这些粗糙或圆润的线条。这些纤弱或豪放的距离。无数城市、小镇象一只只蚂蚱,被串联在一起,什么时候它们将沿着两双眼睛的注视而一往无前,什么时候,道路被一条河流切断,又在另一座山的背后隐隐呈现。
3.樱桃园一个告别的清晨
一个月的两个星期,我都是在父亲的樱桃园度过的。七月的园子镇静而从容,樱桃占领了大半的领地,此外的空间栽植着杏树。这两种植物刚刚生长了两年,开春时节,都因为稚嫩而未孕花蕾,但是父亲和周围园子的乡亲们认为那是迟早的事情。抛开杏树不提,樱桃是寄予了包括父亲在内的承包户们的大希望的,大家一般都各自承包了三亩以上,樱桃的品种和常见的普通樱桃品种不同,是父亲委托乡镇农技站的专家从外地调配过来的优良货。据说嫁接的植株移栽三年开花后要建造温室养护,其果实颗粒大,饱满,耐运输,是专门供应上档次的饭店或者宾馆的,大家都名之曰“佳红”。
薄雾笼罩的夏天的清晨,太阳还没有出来,父亲从樱桃园出发,驾着牛车穿越一座石桥和一大片苍莽的芦苇荡,返回村子,装满一车土杂肥,又颠颠地折返。
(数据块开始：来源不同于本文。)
PR #38, opened 2020-05-04
Fixed a bug that had prevented the use of the grackle cooling timestep.

mabruzzo:
The main issue was that `EnzoMethodGrackle`'s `timestep` instance method, declared in `src/Enzo/enzo_EnzoMethodGrackle.hpp` and implemented in `src/Enzo/enzo_EnzoMethodGrackle.cpp`, was not const-qualified. In contrast, the virtual method declared in the `Method` super-class (the one Cello uses to compute the timestep) is const-qualified. As a result, the old implementation had been providing an unused overload of the `timestep` method. When Cello was calling the `timestep` method of an instance of `EnzoMethodGrackle`, the default implementation provided for `Method::timestep` was used, which simply returned `std::numeric_limits<double>::max()`.

This bugfix can be tested by adding setting the Method::grackle::use_cooling_timestep parameter to true in `input/method_grackle.in`. Prior to this commit, changing this value will have no effect on the number of cycles that the simulation will run for. When the changes from this commit are included and the parameter is set to true, then the simulation will run for many,many more cycles.

### DIFF
--- a/src/Enzo/enzo_EnzoMethodGrackle.cpp
+++ b/src/Enzo/enzo_EnzoMethodGrackle.cpp
@@ -479,7 +479,7 @@ void EnzoMethodGrackle::compute_ ( EnzoBlock * enzo_block) throw()
 
 //----------------------------------------------------------------------
 
-double EnzoMethodGrackle::timestep ( Block * block ) throw()
+double EnzoMethodGrackle::timestep ( Block * block ) const throw()
 {
   const EnzoConfig * config = enzo::config();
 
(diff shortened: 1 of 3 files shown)


src/Enzo/enzo_EnzoMethodGrackle.cpp
```diff
@@ -512,17 +512,39 @@ double EnzoMethodGrackle::timestep ( Block * block ) throw()
...
+
+    // make sure to exclude the ghost zone. Including them can cause issues
+    // There is no refresh before this method is called (at least during the
+    // very first cycle) - this can lead to timesteps of 0 or smaller.
+
+    for (int iz = zstart; iz < zstop; iz++) {
+      for (int iy = ystart; iy < ystop; iy++) {
+        for (int ix = gx; ix < ngx - gx; ix++) {
+          dt = std::min(enzo_float(dt),
+                        std::abs(cooling_time[ix + ngx * (iy + ngy * iz)]) );
```
brittonsmith, line 544: Is there a macro that can be used to calculate the 1D array index? There's one in enzo, but I can't remember if there's one here.

aemerick: Yes there is (its used elsewhere in EnzoMethodGrackle): `INDEX(ix,iy,iz,ngx,ngy)`

aemerick: whoops. loooks like this got changed already

aemerick:
Looks good to me! Thanks for the fix

src/Enzo/enzo_EnzoMethodGrackle.cpp
```diff
@@ -512,17 +512,30 @@ double EnzoMethodGrackle::timestep ( Block * block ) throw()
...
     }
 
-    for (int i = 0; i < size; i++) dt = std::min(enzo_float(dt), std::abs(cooling_time[i]));
+    // make sure to exclude the ghost zone. Because there is no refresh before
+    // this method is called (at least during the very first cycle) - this can
+    // including ghost zones can lead to timesteps of 0
+    for (int iz = gz; iz < ngz - gz; iz++) {   // if rank < 3: gz = 0, ngz = 1
+      for (int iy = gy; iy < ngy - gy; iy++) { // if rank < 2: gy = 0, ngy = 1
+        for (int ix = gx; ix < ngx - gx; ix++) {
+	  int i = INDEX(ix, iy, iz, ngx, ngy);
```
brittonsmith, line 534: I'm not sure, but would it be better for the declaration of `i` to be outside the loop?

fearmayo: I suspect the compiler is going to take care of any optimisation issue here and keeping the variable scope within the nest is good practice.

mabruzzo: I very much share John's sentiments. I feel like it conveys more information about the use of `i`. I doubt it has any performance implications (especially since this is an int and not something that requires heap allocation - like a string).  I think this probably just boils down to a question of coding style.

brittonsmith: Ok, fair enough. It's fine with me.

brittonsmith: I've done a little reading on this and it does seem that this is a better way to do things. There are apparently additional optimizations the compiler can do when things are done this. Thanks!

bwoshea:
3 approves - merging!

牛车无法直接进入樱桃园,父亲把肥料卸在石桥下游的大沟畔,擦着脸上的汗水,蹲在路旁长满杂草的引水渠边歇息了一阵,然后担了两个粪筐开始朝樱桃园运肥。
往常的这个时候,父亲一定是要把我从看守樱桃园的草房里的小床上喊起来,要么支使我给一畦葱浇水,给樱桃树打杈,剪枝,或者趁着清晨的湿气翻整树行之间暂时还能耕作的某块地,种上几行芫荽,芹菜,要么就要给一大群鸡鸭添水添食。当我吃过母亲从村子里送来的饭,往往已经接近中午时分,我忙完了手上的活计,父亲就不再管我了。我感到很累,就觅到一块樱桃树下的树荫,倚了镢把粗的树干打盹。往往有公鸡过来啄我的裤管,我就醒了,看到我的裤脚趴着两只青绿肥肚的大蚂蚱,我抬起脚,蚂蚱就张开绿纱帐似的翅膀飞到旁边的草丛里了,公鸡则小跑着去追逐。我抬头看天,天隐藏在嫩黄的树叶的上方,一片光晕一丛斑斓呢。然后狗就深吠,谁家的妮子背着一大筐猪草从不远处的草屋旁边经过,看不见她的脸,鼓鼓的猪草下边游走着一双腿,卷着裤管,赤着脚,紧着几阵小碎步就消失了。如果一个下午也无事,我就跳过园子西北面的石桥,钻进鸟鸣悠远的芦苇荡中间的清水潭里洗了澡,回来摘个西瓜,压了凉水浸泡一会儿,拿个勺子剜了吃。中午的田野,热浪浩荡渺渺,村民锄草一般都是选择早晨或者下半晚酷暑衰减的时刻,所以这个时段就很少见人。但是有几次我分明看到了村子里一个年轻寡妇头发湿漉漉从芦苇荡里钻出来,他的身后是跟了一个男人的。他们经常在无人的中午出没于那些蓊郁的芦苇丛林里,我感到很好奇。后来在夜晚的草房旁和大人们乘凉的时候,隐约听到了这个寡妇的风流之事。我觉得那个芦苇荡里一定埋藏着许多秘密,就不敢在中午的时候去洗澡了。其实在我少年的时候,这个荒凉的地方曾经是自杀过我的一个本家小姑的。她因为婚姻的彩礼无法归还而自杀,大家都说她太不值得。我不知道那个寡妇是不是知道大家对这里不感兴趣,害怕,才拉了男人去野合的。她的胆子真是大啊。
这是我在樱桃园最后的一个早晨。翌日清晨,我将告别这里,直接从村子踏上另一条远行的道路。我躺在有些潮湿的小床上,盖着一条小毛毯,我感到皮肤微凉,牙齿颤抖。瞥一眼小窗外,父亲一个人在给樱桃施肥,他让我好好休息,他不再象往常一样过来打扰我。几只黄嘴巴的小鸟在窗外的树枝上跳跃,啸叫,拨动了叶片,绿叶上就不断地滴落晶莹的露水,吧嗒吧嗒,让我疑心是落雨了。我翻了一个身,又渐渐睡着了。